(Saved data entries):
[Start of Attachment]
PR #798, opened 2023-11-09
ci: Add Browserstack GIthub workflow

rmi22186:
## Instructions

 ## Summary
This PR sets up Browserstack tests in a Github Action. It follows the example workflow provided by the Browserstack docs here - https://www.browserstack.com/docs/automate/selenium/github-actions#sample-github-workflow-showing-a-browserstack-test

We originally discussed having it only be on release. However, I think it makes sense for it to be on push/pr also because we wouldn't want something to pass our non-CBT tests, merge them in, then upon release see that something is broken.  Given that it is its own workflow, and our workflow minutes are unlimited for public repos, I see no issue with this.  Note that this successfully runs [here](https://github.com/mParticle/mparticle-web-sdk/actions/runs/6818006161/job/18542716276) (although there are some failed tests, Chrome 48 tests here fail a few in the GHA, which matches the locally run Browserstack npm task, and Chrome 49 simply has a failed flaky test):

 ## Testing Plan
 - [] Was this tested locally? If not, explain why.
Not locally, but the action successfully runs here - https://github.com/mParticle/mparticle-web-sdk/actions/runs/6818006161/job/18542716276

 - Closes https://go.mparticle.com/work/SQDSDKS-5792

### DIFF
--- a/.github/workflows/cross-browser-testing.yml
+++ b/.github/workflows/cross-browser-testing.yml
@@ -1,0 +1,40 @@
+name: 'BrowserStack Test'
+on: [push, pull_request, workflow_dispatch]
+
+jobs:
+  ubuntu-job:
[End of Attachment]
(Task to carry out): A full, exact copy of the entries is the required answer.

(Response for this exercise):
PR #798, opened 2023-11-09
ci: Add Browserstack GIthub workflow

rmi22186:
## Instructions

 ## Summary
This PR sets up Browserstack tests in a Github Action. It follows the example workflow provided by the Browserstack docs here - https://www.browserstack.com/docs/automate/selenium/github-actions#sample-github-workflow-showing-a-browserstack-test

We originally discussed having it only be on release. However, I think it makes sense for it to be on push/pr also because we wouldn't want something to pass our non-CBT tests, merge them in, then upon release see that something is broken.  Given that it is its own workflow, and our workflow minutes are unlimited for public repos, I see no issue with this.  Note that this successfully runs [here](https://github.com/mParticle/mparticle-web-sdk/actions/runs/6818006161/job/18542716276) (although there are some failed tests, Chrome 48 tests here fail a few in the GHA, which matches the locally run Browserstack npm task, and Chrome 49 simply has a failed flaky test):

 ## Testing Plan
 - [] Was this tested locally? If not, explain why.
Not locally, but the action successfully runs here - https://github.com/mParticle/mparticle-web-sdk/actions/runs/6818006161/job/18542716276

 - Closes https://go.mparticle.com/work/SQDSDKS-5792

### DIFF
--- a/.github/workflows/cross-browser-testing.yml
+++ b/.github/workflows/cross-browser-testing.yml
@@ -1,0 +1,40 @@
+name: 'BrowserStack Test'
+on: [push, pull_request, workflow_dispatch]
+
+jobs:
+  ubuntu-job:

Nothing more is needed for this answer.